Available data below:

PR #6689, opened 2024-10-14
fix(api): update previous step identifier to step id instead of inter…

djabarovgeorge:
**Please do not review this PR, i still need to merge a fix to the workflow creation, that will make sure we store `stepId`.**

End of Available data.

Exercise requirements:
Each line above must be printed exactly as it appears.

Solution to this task:
PR #6689, opened 2024-10-14
fix(api): update previous step identifier to step id instead of inter…

djabarovgeorge:
**Please do not review this PR, i still need to merge a fix to the workflow creation, that will make sure we store `stepId`.**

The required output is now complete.